而我一直行走在生活的小溪里,虽然看不清脚下的垫脚石,但是每走一步就会选好下脚的位置,这个位置一定要舒服。
清风吹来,可以惬意地弯腰撩起溪水,与溪里的鱼儿嬉戏一番。如果想要退出,必定回头是岸。
今天的天气一定阳光明媚,阳光的气息弥漫在鼻尖。窗外传来知了的叫声,他们争先恐后地为这个夏天贡献自己的热量。
我想我可能错过了什么精片段,意识清醒的时候,哥哥充满愤怒的声音在耳边回荡:“滚出去。”
“你只是仲礼的哥哥而已。”
一阵巨大的声响过后,房间里安静了。有蚊子咬我,手臂非常痒,肯定会起胞的。痛痒难耐之下,一使劲我的手能动了。勉强抓挠到痒的地方。
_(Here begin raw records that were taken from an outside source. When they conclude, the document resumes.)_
PR #9190, opened 2026-09-07
feat(sidebar): virtualize sidebar nested items

### LINKED ISSUE #8928: Performance issues with large collection variables
Internal - [BRU-4312]

### This bug is:

- [x] Annoying.

### Bruno version

4.0.0

### 💻 Operating System

macOS

26.6.1 (25G76)

### 🐞 Describe the bug

Hi team,

I am currently in the process of migrating my workflows from Postman to Bruno, but I am hitting a performance bottleneck with a large collection.
- Collection size: ~3,850 requests
- Collection variables: ~360 variables

Editing, scrolling, and navigating the Collection Variables tab in the GUI is extremely slow and glitchy. In the attached video, you can see the scrolling issues, and around the 30-second mark, I try to type—even typing very slowly, it takes almost 30 seconds for the characters to reflect in the UI.

To isolate the issue, I tried importing the same set of variables into a clean, empty collection, and the UI ran completely fine with no lag. The issue appears to be specific to the combination of having a large collection and a large number of collection variables simultaneously. Furthermore, using these same variables at the **Global level** works fast and smoothly.

In my previous setup (Postman), I used workspace variables to share context across requests during runner/CLI executions. Since Bruno CLI currently does not support passing Global variables via command line arguments, I am stuck between GUI performance issues and CLI limitations.

Is there a known workaround or planned fix for the Collection Variables tab performance with large datasets? Alternatively, is there a recommended way to pass global/environment variables dynamically in the Bruno CLI?

Thanks a lot in advance!

### 📝 Steps to reproduce

Use large collection with many folders and subfolders
Use large environment

### 📁 Collection to reproduce

_No response_

https://github.com/user-attachments/assets/7586ecc8-1d7e-405a-ab43-f5f8633d52f0

sachin-thakur-bruno:
### Description

Virtualizes the collections sidebar so it renders only the rows currently in view instead of the entire nested tree.
It keeps render cost flat no matter how many collections, folders, requests, or examples exist.

Added the missing tests here https://github.com/usebruno/bruno/pull/8891
closes https://github.com/usebruno/bruno/issues/8928

BRU-4448
BRU-4312

### Problem

The old sidebar rendered the collection tree recursively so every collection, folder, request, and example are mounted even though they are not in the viewport Rendering cost scaled with the total number of items, so large collections were slow and heavy.

### Benefits After Refactor

1. Heap size decreases when large collection are opened in the sidebar. 
2. Number of nodes in the DOM decreases from 38k to 2k.
3. Editor and codemirror type lags significantly becomes faster.
4. Memory usage dropped when a large collection is opened and we have variable table rendered on the screen.

### Fix

Used virtuoso to virtualize the sidebar items. Since virtuoso works on flat data, we are flattening the sidebar nested data and feeds it to virtuoso. Now the rows which are currently visible on viewport are mounted and in the DOM. Also added a overlook scan to avoid a flicker on fast scroll.
This fixes problems with slow typing in Editors, codemirrors whenever user have large number of items in the sidebar.

Used four maps to store the data and for fast lookup

1. **The object maps: itemsByUid / collectionsByUid**: These map a uid to the live folder/app/request or collection object in the Redux store. 
Rows are structural only, a row carries id, kind, depth, uids, sortName, parentName, but not the actual object. Since Rows are rebuilt on every flatten, and if each row embedded the full item object, then (a) rows would be fat, and (b) memoization would be hard.

5. **The index maps: rowIndexByItemUid / rowIndexByCollectionUid**: These map a uid to the row's position (its integer index in the rows array), and they exist for exactly one feature: scroll-to-active-tab.

### Changes

1. `utils/collections/flattenSidebarTree.js`: This contains the functions to flat the sidebar nested items.
       `flattenSidebarTree`: This takes the nested sidebar items and returns a flat row containing all items.
       `flattenCollection`: Adds a collection and its visible children to the flat sidebar row list.
       `walkChildren`: Flattens the children of a collection or folder into sidebar rows.

6. `Sidebar/Collections/index.js`: This used the `flattenSidebarTree` function and feed the flat rows to `Virtuoso`.
       It renders the rows using `SidebarRow` component.

7. `SidebarRow/index.jsx`: This renders the items using the `itemsByUid, collectionsByUid` maps. Based on the kind of row item it maps them to the right presentation componentCollectionRow, CollectionItemRow, EmptyCtaRow, ExampleItem, GitRemoteCollectionRow).

8. `slices/collections/index.js`: Since Virtuoso unmounts offscreen rows, per-row "examples expanded" React state wouldn't survive a scroll. Added the toggleRequestExamples reducer and an examplesExpanded flag on the item so expansion state lives in the store and examples are emitted as their own flat rows.

9. `Test-side changes`: the DOM is now flat, every helper and spec that relied on nesting (.locator('..'), #collection-<slug> descendant scoping) was rewritten to scope by data-collection-id/data-parent-name.

### Screenshots

|Memory usage  Before |Memory usage  After Virtualization |
| --- | --- |
|image| image|

|Heap Size and DOM Nodes Before |Heap Size and DOM Nodes After |
| --- | --- |
| image| image|
#### Contribution Checklist:

## Summary by CodeRabbit

- **New Features**
  - Added a virtualized collections sidebar for smoother navigation through large collections.
  - Added “Add request” actions for empty collections and folders.
  - Added automatic scrolling to the active item.
  - Added consistent expansion and collapse behavior for request examples.

- **Improvements**
  - Improved sidebar search across nested folders, requests, and collections.
  - Improved drag-and-drop and navigation reliability across collections and formats.
  - Improved environment-variable error handling and editor updates.
  - Improved sidebar behavior when interacting with menus and dialogs.


packages/bruno-app/src/components/Environments/EnvironmentSettings/EnvironmentList/EnvironmentDetails/EnvironmentVariables/index.js
```diff
@@ -15,13 +15,16 @@ const EnvironmentVariables = ({ environment, setIsModified, collection, searchQu
   const environmentsDraft = collection?.environmentsDraft;
   const hasDraftForThisEnv = environmentsDraft?.environmentUid === environment.uid;
 
-  // Check for non-secret variables used in sensitive fields
+  const collectionItems = collection?.items;
+  const collectionRoot = collection?.root;
+  const environmentVariables = environment?.variables;
```
chirag-bruno, line 20: Can we have these default values? This can probably helps us to not have other `null` and `undefined` checks?
```suggestion
  const collectionItems = collection?.items ?? [];
  const collectionRoot = collection?.root ?? {};
  const environmentVariables = environment?.variables ?? [];
```

packages/bruno-app/src/components/Sidebar/Collections/Collection/CollectionItem/CollectionItemRow/index.jsx
```diff
@@ -132,7 +128,7 @@ const CollectionItem = ({ item, collectionUid, collectionPathname, searchText, o
   const [newAppModalOpen, setNewAppModalOpen] = useState(false);
   const [runCollectionModalOpen, setRunCollectionModalOpen] = useState(false);
   const [itemInfoModalOpen, setItemInfoModalOpen] = useState(false);
-  const [examplesExpanded, setExamplesExpanded] = useState(false);
+  const examplesExpanded = !!item.examplesExpanded;
```
chirag-bruno: Makes it a little redable than double negation.
```suggestion
  const examplesExpanded = !Boolean(item.examplesExpanded);
```

packages/bruno-app/src/components/Environments/EnvironmentSettings/EnvironmentList/EnvironmentDetails/EnvironmentVariables/index.js
sachin-thakur-bruno: This is kept to keep the deps stable. these three are used as useMemo dependencies.
We already have 
line 24: if (!environmentVariables) { return … } guards before .filter,
line 56: flattenItems(collectionItems || []) defaults locally,
collectionRoot is passed on as-is (its consumers handle undefined).

packages/bruno-app/src/components/Sidebar/Collections/Collection/CollectionItem/CollectionItemRow/index.jsx
sachin-thakur-bruno: Changed it to use `Boolean(item.examplesExpanded);`

packages/bruno-app/src/utils/collections/flattenSidebarTree.js
```diff
@@ -0,0 +1,342 @@
...
+      itemUid: request.uid,
+      sortName: request.name || null
+    });
+
+    addItemToIndex(request.uid, request);
+
+    const hasExamples
+      = request.type === 'http-request' && Array.isArray(request.examples);
+
+    if (!hasSearch && hasExamples && request.examplesExpanded) {
```
sid-bruno: Example rows are dropped whenever a search is active, but `getVisibleSidebarUidsInOrder` still pushes example uids while searching (`packages/bruno-app/src/utils/collections/index.js`, `examplesVisible = request.type === 'http-request' && (hasSearchText || !isCollectionItemCollapsed(request))`). Shift-click ranges and multi-drag ordering then include uids that have no rendered row. Pre-virtualization `CollectionItem` also rendered examples under a matching request during search, because `itemIsCollapsed` was forced to `false`.

```suggestion
    if (hasExamples && (hasSearch || request.examplesExpanded)) {
```

packages/bruno-app/src/utils/collections/flattenSidebarTree.js
```diff
@@ -0,0 +1,342 @@
...
+    addItemToIndex
+  };
+
+  const visibleChildCount = walkChildren(collectionContext, {
+    collectionItems: collection.items,
+    depth: 1,
+    parentName: null
+  });
+
+  // append emtry row cta.
```
sid-bruno: Typo: "emtry row cta".

```suggestion
  // Append the collection-root empty-state CTA row.
```

packages/bruno-app/src/components/Sidebar/Collections/SidebarRow/index.jsx
```diff
@@ -0,0 +1,133 @@
...
+          openBulkMenu={openBulkMenu}
+          isItemMultiDragDisabled={isItemMultiDragDisabled}
+          multiDragCollections={multiDragCollections}
+          multiDragItems={multiDragItems}
+        />
+      );
+    }
+    case 'empty-cta': {
+      return <EmptyCtaRow collection={resolved} itemUid={row.itemUid} depth={row.depth} />;
+    }
```
sid-bruno, line 65: Unlike every other branch, `empty-cta` has no `resolved` guard. `EmptyCtaRow` bails internally on a missing collection, but `renderRow` still returns an element, so `SidebarRow` renders an empty `[data-sidebar-row]` wrapper: a blank virtual row that also swallows the background click, since `handleContainerClick` skips anything matching `[data-sidebar-row]` and the multi-selection is not cleared.

```suggestion
    case 'empty-cta': {
      if (!resolved) return null;
      return <EmptyCtaRow collection={resolved} itemUid={row.itemUid} depth={row.depth} />;
    }
```

packages/bruno-app/src/components/Sidebar/Collections/index.js
```diff
@@ -58,10 +77,27 @@ const Collections = ({ showSearch, isCreatingCollection, onCreateClick, onDismis
...
+  const rowIndex = rowIndexByItemUid.get(activeTabUid);
+  const activeRowIndex = activeTabUid !== null
+    ? (rowIndex ?? rowIndexByCollectionUid.get(activeTabUid) ?? null)
+    : null;
+
+  useEffect(() => {
+    if (activeRowIndex === null) return;
+    virtuosoRef.current?.scrollIntoView({ index: activeRowIndex, behavior: 'smooth' });
+    // eslint-disable-next-line react-hooks/exhaustive-deps
+  }, [activeTabUid]);
```
sid-bruno: The effect only fires on `activeTabUid`, so when the row does not exist yet on that pass the item is never scrolled to: opening a request from global search / a deep link mounts the collection (or expands an ancestor) after the tab is already active, `activeRowIndex` is `null` at that point, and nothing re-runs once the row appears. On `main` the per-row `isTabForItemActive` effect covered this because the row itself mounted later. Depending on the resolved index and remembering the last scrolled tab keeps it to one scroll per tab and drops the eslint suppression.

```suggestion
  // Resolve the active tab's row index (item rows first, then collection headers).
  const rowIndex = rowIndexByItemUid.get(activeTabUid);
  const activeRowIndex = activeTabUid
    ? (rowIndex ?? rowIndexByCollectionUid.get(activeTabUid) ?? null)
    : null;

  // The row for a freshly activated tab can be missing on the first pass (collection
  // still mounting, or an ancestor collapsed), so scroll once the index resolves.
  const scrolledTabUidRef = useRef(null);

  useEffect(() => {
    if (activeRowIndex === null) return;
    if (scrolledTabUidRef.current === activeTabUid) return;
    scrolledTabUidRef.current = activeTabUid;
    virtuosoRef.current?.scrollIntoView({ index: activeRowIndex, behavior: 'smooth' });
  }, [activeTabUid, activeRowIndex]);
```

packages/bruno-app/src/providers/ReduxStore/slices/collections/index.js
```diff
@@ -1149,6 +1146,17 @@ export const collectionsSlice = createSlice({
...
     },
+    toggleRequestExamples: (state, action) => {
+      const collection = findCollectionByUid(state.collections, action.payload.collectionUid);
+
+      if (collection) {
+        const item = findItemInCollection(collection, action.payload.itemUid);
+
+        if (item && item.type === 'http-request') {
+          item.examplesExpanded = !item.examplesExpanded;
+        }
```
sid-bruno: `examplesExpanded` becomes a second source of truth for example visibility. The rendered rows read it (`flattenSidebarTree`), but `getVisibleSidebarUidsInOrder` — used by `selectSidebarRange` and `getSortedDraggedItems` — still reads `isCollectionItemCollapsed(item)`, and bulk Collapse/Expand plus `GlobalSearchModal`'s `expandItemPath` still write `item.collapsed`. So after using the chevron, shift-range selection and multi-drag order disagree with what is on screen, and bulk expand no longer reveals examples. On `main` the chevron dispatched `expandItem`/`collapseItem`, which is what kept these aligned.

```suggestion
        if (item && item.type === 'http-request') {
          item.examplesExpanded = !item.examplesExpanded;
          // `collapsed` is still read by getVisibleSidebarUidsInOrder (shift-range
          // selection, multi-drag ordering) and written by bulk collapse/expand.
          item.collapsed = !item.examplesExpanded;
        }
```

packages/bruno-app/src/components/Sidebar/Collections/SidebarRow/index.jsx
sachin-thakur-bruno: fixed it

sid-bruno (approved):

“小礼,不要挠伤口。”刚挠到就被哥哥按住。“醒了,想吃什么?”
哥哥双眼充血,是一夜没睡吧,脸色都青了,胡渣也冒出来了。呵呵,哥哥一向是最注意自己形象的。
“我的事没告诉爸爸吧。”
“恩。小礼想吃什么?”哥哥看了看我的脸继续说“我想带你尽快回S市。”
“在这里挺好。我还有多长时间能出院?”
“在这里没有人能照顾你。”
“可以雇护工。”
“小礼……”
“嘭嘭嘭”一阵敲门声传来,小护士推着治疗车进来,“36床,挂水。量体温。”
“护士小姐,我被送进医院的时候……”
“肌腱断7根,神经2根,伤口缝12针。张嘴,量体温。”
“下次自杀之前,可以到三病区看看。等会儿告诉我体温。病人家属带病人去趟洗手间。”
这个护士姐姐还是蛮可爱的。我只是想问是谁送我来医院的而已。
哥哥突然站起来对我说:“小礼,我扶你去洗手间吧。”
真的,不说的时候没感觉,一说我感觉自己膀胱都要炸了。“今天几号?”
“26号。”
都26号了,那我之前是怎么解决内部问题的?不是昏迷病人6小时之内如果没有大小便就要上报医生给予处理的吗?我不记得自己有梦游症,梦游去洗手间的。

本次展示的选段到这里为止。